# REQUIREMENT
Every entry below is to be copied exactly, with nothing left out.

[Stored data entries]
————————
PR #4488, opened 2025-04-22
Comment out test exports in generated .d.ts

### LINKED ISSUE #4449: wasm_bindgen_test syntax error at :: in .d.ts ("Expected type")
When I define a test like

```rs
#[wasm_bindgen_test]
async fn screen_example() {
    // ...
}
```

in my wasm-bindgen module `screening_wasm/src/lib.rs`, the resulting `screening_wasm/pkg/screening_wasm.d.ts` contains

```ts
// ...

export interface InitOutput {
  readonly __wbg_screenconfig_free: (a: number, b: number) => void;
  readonly __wbg_enumerationsettings_free: (a: number, b: number) => void;
  readonly __wbg_fixeddomains_free: (a: number, b: number) => void;
  readonly start: () => void;
  readonly screen: (a: any, b: any) => any;
  readonly __wbgt__screening_wasm::screen_example: (a: number) => void;

//                               ^ Expected a type but instead found ':'.
// ...
```

I'm not sure how this is supposed to work, but I guess the cause of this behavior is that wasm-bindgen-test-macro [generates](https://github.com/rustwasm/wasm-bindgen/blob/c35cc9369d5e0dc418986f7811a0dd702fb33ef9/crates/test-macro/src/lib.rs#L100)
————————
# RESPONSE FOR THIS EXERCISE
PR #4488, opened 2025-04-22
Comment out test exports in generated .d.ts

### LINKED ISSUE #4449: wasm_bindgen_test syntax error at :: in .d.ts ("Expected type")
When I define a test like

```rs
#[wasm_bindgen_test]
async fn screen_example() {
    // ...
}
```

in my wasm-bindgen module `screening_wasm/src/lib.rs`, the resulting `screening_wasm/pkg/screening_wasm.d.ts` contains

```ts
// ...

export interface InitOutput {
  readonly __wbg_screenconfig_free: (a: number, b: number) => void;
  readonly __wbg_enumerationsettings_free: (a: number, b: number) => void;
  readonly __wbg_fixeddomains_free: (a: number, b: number) => void;
  readonly start: () => void;
  readonly screen: (a: any, b: any) => any;
  readonly __wbgt__screening_wasm::screen_example: (a: number) => void;

//                               ^ Expected a type but instead found ':'.
// ...
```

I'm not sure how this is supposed to work, but I guess the cause of this behavior is that wasm-bindgen-test-macro [generates](https://github.com/rustwasm/wasm-bindgen/blob/c35cc9369d5e0dc418986f7811a0dd702fb33ef9/crates/test-macro/src/lib.rs#L100)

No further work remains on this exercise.